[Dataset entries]
- - - - - - -
PR #2000, opened 2019-01-04
dokan: Update some cgo handling for Go 1.11 changes

taruti:
cgo rules changed very slightly with Go 1.11. One laptop has it and dokan binding refused to compile.


jzila:
Closing in favor of keybase/client#15323

PR #2001, opened 2019-01-04
libdokan: Refuse to execute files

taruti:


jzila:
Closing in favor of keybase/client#15322

PR #1343, opened 2017-03-07
Fix "make dist" after recent changes to parser

defanator:
In particular, it is now possible to either build ModSecurity with pre-generated parser, or use `--enable-parser-generation` configure option to rebuild parser from sources.


zimmerle:
Merged! thanks ;)

Just to notice: the Travis failure has nothing to do with the commit, it was an internal error.

PR #1371, opened 2017-03-31
Allow mod_session to populate environment before rule execution

nickmarden:


zimmerle:
Hi @nickmarden,

Thank you for the patch!

The normal way to change this execution order is by having the modules loaded into a different order at the Apache configuration file. However, this is not the case for this particular hook as ModSecurity is marked to be an **earlier** hook.

The negative side of this patch is its benefit. Let me explain: We may not be able to block a request before it hit the mod_session. Tracking session inside ModSecurity is something doable via [SESSION](https://github.com/SpiderLabs/ModSecurity/wiki/Reference-Manual#SESSION) schema. According to ```mod_session.c``` documentation , I am assuming that you are willing to read the session values via ENV vars, is that correct? Can you described a little bit more about your use case scenario? 

Just for the record: this patch affect phase 2 in ModSecurity, the normal order is to have ModSecurity inspecting the content prior to ```mod_session.c``` this patch revert this order. Other phases are not affected. Phase 3 has access to the ENV vars [populated with mod_session.c] regardless of this patch.

csanders-git:
how does this affect processing at phase 2, i'm unclear.

zimmerle:
Hi @csanders-git,

Before the patch:

```
ModSecurity -> mod_session.cc
```

After the patch:

```
mod_session.cc -> ModSecurity
```

It means that ModSecurity will inspect a request after it be processed by ```mod_session.c```. That would be during the phase 2.

@csanders-git is that clear?

csanders-git:
Interesting, I think this generally makes sense, we want to receive a processed request -- However, this can make rules incompatible with different servers.

nickmarden:
Hi @zimmerle @csanders-git thanks for the feedback. I'm going to review the information on [SESSION](https://github.com/SpiderLabs/ModSecurity/wiki/Reference-Manual#SESSION) and see if it can be used to implement our use case. If so, I'll simply withdraw this PR. If not, I'll provide a clearer explanation of where the shortcoming is.

zimmerle:
Thank you @nickmarden!

nickmarden:
@zimmerle @csanders-git The reason we wanted this change was that we were trying to implement the following:
- A user exceeds some leaky-bucket request limit implemented in ModSecurity+lua and is redirected to a CAPTCHA challenge page.
- The backend server indicates that a user has successfully completed a CAPTCHA challenge by setting a response header.
- We use mod_session's [SessionHeader(https://httpd.apache.org/docs/2.4/mod/mod_session.html#sessionheader) directive in order to intercept the backend server's response header, storing the fact that the user is not a bot in the user's (encrypted) mod_session-managed session.
- During subsequent requests, this change allows us to examine the already-decrypted mod_session session contents to see if the user should be exempted from any more rate-limiting/CAPTCHA challenges.

Can you think of a way to accomplish something like this without the change we propose?

csanders-git:
I can think of ways but not that are as efficient as this. It'd make a good writeup once it's working. Currently ModSec's persistence is very expensive to use so isn't well suited for this.

zimmerle:
Hi @nickmarden,

Let me close this pull request and lets have our discussion over #1372.

victorhora:
@zimmerle I'm wondering if this is deemed important for some users we might think about adding a compile time option disabled by default? Might be simple enough (ifdef?) assuming it doesn't break other stuff I'm not predicting at this time :)

PR #1374, opened 2017-04-03
add support for soap+xml

csanders-git:
As was talked about by @emphazer in https://github.com/SpiderLabs/owasp-modsecurity-crs/pull/721, RFC 3902 adds support for the application/soap+xml header used by SOAP 1.2.


zimmerle:
It was also merge into v3/master.

Thank you.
- - - - - - -
**Work item**
Among the entries above, which lines include "CAPTCHA"? List them all.

**Output**
- A user exceeds some leaky-bucket request limit implemented in ModSecurity+lua and is redirected to a CAPTCHA challenge page.
- The backend server indicates that a user has successfully completed a CAPTCHA challenge by setting a response header.
- During subsequent requests, this change allows us to examine the already-decrypted mod_session session contents to see if the user should be exempted from any more rate-limiting/CAPTCHA challenges.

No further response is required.